I think to be able to share your problems/issues is generally a good (positive) thing in relationships, so you should't feel like it is something that has to be hidden.

Open communication is another good thing in relationships, you shouldn't worry that much about your interaction if you think your main problem is your living situation.


----------



## ENFPathetic (Apr 3, 2018)

Coonsy said:


> Last night had a meltdown in front of my boyfriend (not about him, but in front of him) - tears, some yelling, more tears....normally I'm the calm amidst the storms, and last night, just fell apart.
> 
> Why? I was already feeling "down" yesterday about finances - not like extremely upset, but I was down. Then, that evening when he and I were just watching some TV and I was slowly improving my mood, my roommate (who has been asking about the lease renewal and talking about renting the larger room in the house for more money) sent me notice that she's moving in with her (suddenly alone) very ill father and moving out before the end of the month. Mind you, I have to decide on renewing my lease by the end of this month (60 days notice required to renew at only slight increase).
> 
> ...


No. But I think it would reflect better on you if you worried less about your relationship and more about your imminent housing issue. If you can handle it on your own, handle that first and foremost. If you need help, don't be too proud to fill him in on your situation. Independent is cool and all, but interdependent is way cooler.


----------



## MsMojiMoe (Apr 7, 2021)

tanstaafl28 said:


> Well, my first instinct would be to hug you and ask you how I could help, but then I see you're an INTJ, and that might be the absolutely WORSE thing I could do, so my alternate thought would be to offer wine and chocolates and ask how I could help. If it were in my power to assist in any way, I would. If nothing else, I'd just try to be supportive. We all need to melt down every now and then. Why would that make me run?
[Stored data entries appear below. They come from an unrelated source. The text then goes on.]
PR #990, opened 2023-08-03
Use parallel streams instead of forEach in AnnotationModel::cleanup

fedejeanne:
Parallel streams have a small overhead but the performance improves significantly when the `AnnotationModel` has thousands of elements.

See [my comment](https://github.com/eclipse-platform/eclipse.platform.ui/issues/892#issuecomment-1663415202) and the responses from @laeubi that inspired this PR.

Contributes to https://github.com/eclipse-platform/eclipse.platform.ui/issues/892

### DIFF
--- a/bundles/org.eclipse.text/src/org/eclipse/jface/text/source/AnnotationModel.java
+++ b/bundles/org.eclipse.text/src/org/eclipse/jface/text/source/AnnotationModel.java
@@ -24,6 +24,7 @@ import java.util.Map;
 import java.util.Map.Entry;
 import java.util.NoSuchElementException;
 import java.util.concurrent.ConcurrentHashMap;
+import java.util.stream.Collectors;
 
 import org.eclipse.core.runtime.Assert;
 
@@ -639,11 +640,12 @@ public class AnnotationModel implements IAnnotationModel, IAnnotationModelExtens
 		if (fDocumentChanged) {
 			fDocumentChanged= false;
 
-			ArrayList<Annotation> deleted= new ArrayList<>();
+			List<Annotation> deleted;
 			IAnnotationMap annotations= getAnnotationMap();
 			Object mapLock = annotations.getLockObject();
 			
 			if (mapLock == null) {
+				deleted= new ArrayList<>();
 				Iterator<Annotation> e= annotations.keySetIterator();
 				while (e.hasNext()) {
 					Annotation a= e.next();
@@ -653,11 +655,13 @@ public class AnnotationModel implements IAnnotationModel, IAnnotationModelExtens
 				}
 			} else {
 				synchronized (mapLock) {
-					annotations.forEach((a, p) -> {
-						if (p == null || p.isDeleted()) {
-							deleted.add(a);
-						}
-					});
+					deleted= annotations.entrySet().parallelStream().unordered() //
+							.filter(e -> {
+								Position p= e.getValue();
+								return p == null || p.isDeleted;
+							})
+							.map(e -> e.getKey())
+							.collect(Collectors.toList());
 				}
 			}
 


bundles/org.eclipse.text/src/org/eclipse/jface/text/source/AnnotationModel.java
```diff
@@ -653,11 +655,10 @@ private void cleanup(boolean fireModelChanged, boolean forkNotification) {
 				}
 			} else {
 				synchronized (mapLock) {
-					annotations.forEach((a, p) -> {
-						if (p == null || p.isDeleted()) {
-							deleted.add(a);
-						}
-					});
+					deleted = annotations.entrySet().parallelStream()//
```
laeubi:
```suggestion
					deleted = annotations.entrySet().parallelStream().unordered()//
```

bundles/org.eclipse.text/src/org/eclipse/jface/text/source/AnnotationModel.java
```diff
@@ -639,11 +640,12 @@ private void cleanup(boolean fireModelChanged, boolean forkNotification) {
 		if (fDocumentChanged) {
 			fDocumentChanged= false;
 
-			ArrayList<Annotation> deleted= new ArrayList<>();
+			List<Annotation> deleted;
 			IAnnotationMap annotations= getAnnotationMap();
 			Object mapLock = annotations.getLockObject();
 			
 			if (mapLock == null) {
+				deleted= new ArrayList<>();
```
laeubi, line 648: Why not using streams here as well? It seems the only difference is the lock here?

fedejeanne:
I tested this as described in [this comment](https://github.com/eclipse-platform/eclipse.platform.ui/issues/892#issuecomment-1659749243) from Andrey and sampled with VisualVM. Here are the results:

Before this PR:
image

After this PR:
image

bundles/org.eclipse.text/src/org/eclipse/jface/text/source/AnnotationModel.java
```diff
@@ -653,11 +655,10 @@ private void cleanup(boolean fireModelChanged, boolean forkNotification) {
 				}
 			} else {
 				synchronized (mapLock) {
-					annotations.forEach((a, p) -> {
-						if (p == null || p.isDeleted()) {
-							deleted.add(a);
-						}
-					});
+					deleted = annotations.entrySet().parallelStream()//
+							.filter(e -> e.getValue() == null || e.getValue().isDeleted)//
```
laeubi: `e.getValue` might be extracted into a local variable to prevent double method call.

szarnekow:
`keysetIterator` degraded from 4 seconds to 6 seconds with your patch. Do you have an explanation for this?

bundles/org.eclipse.text/src/org/eclipse/jface/text/source/AnnotationModel.java
szarnekow: If the lock is not available, we might run into concurrent modifications. These are prevented by the defensive copy behind `keySetIterator`. It's a safety measure to not break existing subtypes / weird usages of the AnnotationModel.

laeubi: If you add a default method to `IAnnotationMap` like this:

```
default Stream<Annotation> keyStream() {
	return StreamSupport.stream(
			Spliterators.spliteratorUnknownSize(keySetIterator(), Spliterator.ORDERED),
			false);
}
```

then it could be used as a stream as well. and even if items are queried in parallel there should be no issue?

fedejeanne: I thought default methods in interfaces were forbidden [because of incompatibility issues](https://help.eclipse.org/latest/index.jsp?topic=%2Forg.eclipse.pde.doc.user%2Freference%2Fapi-tooling%2Fapi_evolution.htm)? Or are they just discouraged?

In any case I tried wit a spliterator and the performance dropped drastically.

fedejeanne:
> `keysetIterator` degraded from 4 seconds to 6 seconds with your patch. Do you have an explanation for this?

It seems unrelated to the changes. I just committed the changes proposed by Christoph and the performance of `keySetIterator` went up again. Every time I run it I get different values between 4 and 6s

image

bundles/org.eclipse.text/src/org/eclipse/jface/text/source/AnnotationModel.java
laeubi: The interface already extends `Map` what has a lot of default methods and is out of control of JDT so i think it won't be much of an issue, but implementations can then override this with a more optimized stream (e.g. return a stream of the internal datastructure), please note that the splitter used for the default impl is really conservative, it it not parallel and it is ordered, both things will slow down things. e.g. in the impl `AnnotationMap` it first creates a copy and then returns an iterator of this that is then turned into a stream.

In general I think if we are talking about `AnnotationMap` it might be worth to use an `ConcurrentHashMap` as internal datastructure and remove all the synchronized and copy stuff (maybe wrap it into unmodifable map if that is a concern), also note that for removing something from a map could be performed using `java.util.Map.compute(K, BiFunction<? super K, ? super V, ? extends V>)` what depending on the map *might* be more performant here compared to a linear search as you perform the check and replace in one step.

szarnekow: All things considered I'd say it's ok to not add new methods to the already questionable interface and be extra conservative by keeping the existing code based on the iterator as is.

Also note that the real problem we are facing here is that the ProjectViewer obtains an AnnotationIterator for each match in the file, so for the given example, we are seeing like 10k invocations of cleanup. If things should be improved further, the FindReplaceTarget abstraction is the more promising attack vector.

laeubi: It might be worth to record then if cleanup is really required, e.g setting a boolean if something is removed/cleared in the model an check this first then cleanup will only happen if there are likely item to be cleaned.

fedejeanne: > It might be worth to record then if cleanup is really required, e.g setting a boolean if something is removed/cleared in the model an check this first then cleanup will only happen if there are likely item to be cleaned.

I think that's what `fDocumentChanged` is supposed to do, the problem is that `FindReplaceDialog::replaceAll` finds each occurrence (which ends up calling `getAnnotationsIterator` and `cleanup`), marks it and replaces it (which changes the document). This is the piece of code where that happens:

```java
int index= 0;
while (index != -1) {
	index = findAndSelect(...); // this one calls getAnnotationIterator and cleanup
	if (index != -1) { // substring not contained from current position
		// this one sets fDocumentChanged to true
		Point selection= replaceSelection(replaceString, regExSearch);
		...
	}
}
```

This is what you meant before, right @szarnekow ?

szarnekow: Yes, exactly.

fedejeanne: I've been looking at it and I'm out of ideas: any suggestions on how to wrap all changes into one session and fire a document change at the end of the loop? Maybe we can discuss this in another PR?

iloveeclipse: > Maybe we can discuss this in another PR?

On another **issue** please.

fedejeanne: I created https://github.com/eclipse-platform/eclipse.platform.ui/issues/995, feel free to take over.

Thank you all for your input and for helping improve this code even more!

I think this PR is now ready to be merged, would you agree?

szarnekow: Without this change, I get fairly consistent numbers (showing only one of many experiments here):
```
ReplaceAll: 13543ms
Undo: 6926ms
Redo: 4773ms
Undo: 6311ms
ReplaceAll: 12204ms
Undo: 6989ms
Redo: 5155ms
Undo: 6349ms
ReplaceAll: 13077ms
```

After having applied this change locally, I see way more flaky numbers, though some of them are sometimes better than originally:
```
ReplaceAll: 11329ms
Undo: 8183ms
Redo: 4729ms
Undo: 6209ms
ReplaceAll: 9549ms
Undo: 6339ms
Redo: 4717ms
Undo: 6645ms
ReplaceAll: 23934ms.  <--- ???
Undo: 7332ms
ReplaceAll: 10243ms
Undo: 7099ms
ReplaceAll: 12019ms.
Undo: 7451ms
Redo: 5542ms
Undo: 6634ms
ReplaceAll: 9602ms
```

When I only look at the ReplaceAll timings, it's a nice improvement on avg. But the fact that the numbers seem to indicate degradation of `Undo` timings by some small percentage makes me sad. Mostly because the code *looks* fine, and I cannot explain these numbers yet. There might be an impact on other operations beyond the usage pattern behind ReplaceAll. 

What concerns me, too, is that I get consistently higher memory usage with the change applied - which I cannot explain now.

@iloveeclipse What do you think?

iloveeclipse: I would assume depending on common pool state the times may vary. 
Considering there is not much improvement given, I would prefer to keep the old/simple/non parallel code and spend time on analysis / fix of #995.

szarnekow: For completeness:
The numbers in the JavaEditor with Code-Folding disabled and without the parallel streams:
```
ReplaceAll: 2545ms
Undo: 4074ms
Redo: 2260ms
Undo: 4566ms
ReplaceAll: 4924ms
Undo: 4303ms
ReplaceAll: 2260ms
```

Same sequence of operations in the plain text editor:
```
ReplaceAll: 331ms
Undo: 188ms
Redo: 103ms
Undo: 141ms
ReplaceAll: 216ms
Undo: 252ms
ReplaceAll: 187ms
```

fedejeanne:
Since these changes didn't bring that much of a performance boost and also degraded the performance on other use-cases, this PR is **not** going to be be merged.

Thank you all for your input and for testing!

he meant this for you, Coonsy, not me. Just quoted me by accident In his post.


----------



## Lonewaer (Jul 14, 2014)

I think you're making a couple of mistakes here.

The first one is, after two months, of being scared of losing him over that. First because it's only been two months (=nothing really developed for you to be so invested so soon), and second because men aren't wired like women. There are more chances that he doesn't care at all about your current financial situation, than your meltdown would scare him away. Such a meltdown would scare any woman away, at the very least dry her crotch up, because security is a primordial need for women. Been there, done that. But the reverse, your situation ? I wouldn't too worried, especially since he already is planning things with you. Your financial situation is not a primordial need for him, he doesn't expect you to financially participate to the relationship. He might, but most likely not.

The second one is assuming that because he is an owner, he is too far removed from the "rental life" or something. No, he is an owner, because he could, yes, but also, because he chose to, and decided to, knowing the drawbacks of both. Owning became more appealing to him. He knows. That's why he made the choice of being an owner. Now, those worries might resonate less with him because that was a long time ago for him and so he can afford to disconnect from those. Also, another nuance to that, and related to the previous one, he maybe doesn't want to care about those worries, those are not his worries anymore. So there is him being able to "afford" not caring, and there is him potentially not wanting to care. But that he doesn't _know_ about it? That's way more unlikely, he knows, he remembers, because most likely, he's had to crawl out of that situation, probably by himself. That alone, can give you two outcomes from that. Either he goes the "I understand, because I remember" route, or he goes the "stop whining, I did it, it wasn't that hard" one or something like that. Which one of the two is it, well that depends on his character, and that might help you make a choice to stick with him or not, because they both really show a difference in character.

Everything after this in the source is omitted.